(Dataset entries)
++++++++++++++++++++
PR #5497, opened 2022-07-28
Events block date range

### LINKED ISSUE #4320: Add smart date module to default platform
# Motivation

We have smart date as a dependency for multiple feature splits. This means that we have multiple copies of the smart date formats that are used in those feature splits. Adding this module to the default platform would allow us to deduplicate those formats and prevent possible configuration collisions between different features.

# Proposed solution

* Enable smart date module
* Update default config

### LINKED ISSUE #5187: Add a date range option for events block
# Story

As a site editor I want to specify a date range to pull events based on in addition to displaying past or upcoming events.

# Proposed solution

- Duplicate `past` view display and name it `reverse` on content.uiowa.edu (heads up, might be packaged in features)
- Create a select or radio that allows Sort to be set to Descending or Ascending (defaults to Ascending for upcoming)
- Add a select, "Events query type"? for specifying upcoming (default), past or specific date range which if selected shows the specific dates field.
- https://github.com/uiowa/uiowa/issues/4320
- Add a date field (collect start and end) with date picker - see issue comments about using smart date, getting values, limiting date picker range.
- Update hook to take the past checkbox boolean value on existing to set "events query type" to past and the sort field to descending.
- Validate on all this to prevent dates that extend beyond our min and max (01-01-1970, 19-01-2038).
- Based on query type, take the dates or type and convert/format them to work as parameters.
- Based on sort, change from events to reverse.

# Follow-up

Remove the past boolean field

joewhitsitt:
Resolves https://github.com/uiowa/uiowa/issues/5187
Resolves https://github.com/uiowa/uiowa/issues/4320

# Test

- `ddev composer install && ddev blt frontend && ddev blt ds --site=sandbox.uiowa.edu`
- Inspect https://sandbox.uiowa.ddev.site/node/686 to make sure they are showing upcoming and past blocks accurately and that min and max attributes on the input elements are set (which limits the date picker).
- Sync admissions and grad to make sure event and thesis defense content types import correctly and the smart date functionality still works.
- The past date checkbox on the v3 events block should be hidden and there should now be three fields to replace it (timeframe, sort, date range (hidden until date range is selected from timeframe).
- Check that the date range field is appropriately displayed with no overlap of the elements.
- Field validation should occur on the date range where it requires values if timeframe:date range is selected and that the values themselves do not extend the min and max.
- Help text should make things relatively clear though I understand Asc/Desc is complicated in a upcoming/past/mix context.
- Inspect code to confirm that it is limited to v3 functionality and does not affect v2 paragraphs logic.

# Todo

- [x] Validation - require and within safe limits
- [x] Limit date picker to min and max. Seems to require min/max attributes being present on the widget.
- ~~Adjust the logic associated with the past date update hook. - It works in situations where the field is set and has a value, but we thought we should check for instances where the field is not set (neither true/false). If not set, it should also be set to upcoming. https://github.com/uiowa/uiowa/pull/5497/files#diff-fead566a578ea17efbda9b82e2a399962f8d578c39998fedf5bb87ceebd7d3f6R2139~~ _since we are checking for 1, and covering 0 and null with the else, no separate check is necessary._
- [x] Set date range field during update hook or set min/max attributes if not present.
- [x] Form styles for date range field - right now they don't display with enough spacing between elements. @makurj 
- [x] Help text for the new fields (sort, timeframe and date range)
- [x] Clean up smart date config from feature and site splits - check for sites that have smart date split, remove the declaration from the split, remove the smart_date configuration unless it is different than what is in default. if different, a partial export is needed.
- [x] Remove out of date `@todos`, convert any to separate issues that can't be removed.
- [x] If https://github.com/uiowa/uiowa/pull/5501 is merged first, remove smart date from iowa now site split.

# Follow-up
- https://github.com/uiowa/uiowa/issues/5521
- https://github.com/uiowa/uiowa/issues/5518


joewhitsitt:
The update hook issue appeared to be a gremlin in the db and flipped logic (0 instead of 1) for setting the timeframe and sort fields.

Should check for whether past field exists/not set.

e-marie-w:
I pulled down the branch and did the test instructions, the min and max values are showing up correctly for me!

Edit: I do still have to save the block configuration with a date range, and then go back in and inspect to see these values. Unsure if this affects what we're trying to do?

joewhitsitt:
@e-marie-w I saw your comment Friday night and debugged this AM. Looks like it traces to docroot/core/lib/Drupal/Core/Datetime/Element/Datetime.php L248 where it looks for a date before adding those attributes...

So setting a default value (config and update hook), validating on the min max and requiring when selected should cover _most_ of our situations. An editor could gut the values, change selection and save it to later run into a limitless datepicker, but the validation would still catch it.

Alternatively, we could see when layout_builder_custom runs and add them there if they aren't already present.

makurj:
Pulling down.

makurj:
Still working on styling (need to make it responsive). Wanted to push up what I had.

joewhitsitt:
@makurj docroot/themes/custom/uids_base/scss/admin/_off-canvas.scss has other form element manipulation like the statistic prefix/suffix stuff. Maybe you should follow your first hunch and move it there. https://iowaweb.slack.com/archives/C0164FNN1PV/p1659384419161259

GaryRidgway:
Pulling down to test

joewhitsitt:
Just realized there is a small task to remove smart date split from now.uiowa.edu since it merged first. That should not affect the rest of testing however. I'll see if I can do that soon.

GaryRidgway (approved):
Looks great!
++++++++++++++++++++
Problem requirements:
Output, from the data above, the lines from the line with "- Validate on" to the line with "- Sync admissions" exactly as they stand, both ends included and nothing else.

Written response:
- Validate on all this to prevent dates that extend beyond our min and max (01-01-1970, 19-01-2038).
- Based on query type, take the dates or type and convert/format them to work as parameters.
- Based on sort, change from events to reverse.

# Follow-up

Remove the past boolean field

joewhitsitt:
Resolves https://github.com/uiowa/uiowa/issues/5187
Resolves https://github.com/uiowa/uiowa/issues/4320

# Test

- `ddev composer install && ddev blt frontend && ddev blt ds --site=sandbox.uiowa.edu`
- Inspect https://sandbox.uiowa.ddev.site/node/686 to make sure they are showing upcoming and past blocks accurately and that min and max attributes on the input elements are set (which limits the date picker).
- Sync admissions and grad to make sure event and thesis defense content types import correctly and the smart date functionality still works.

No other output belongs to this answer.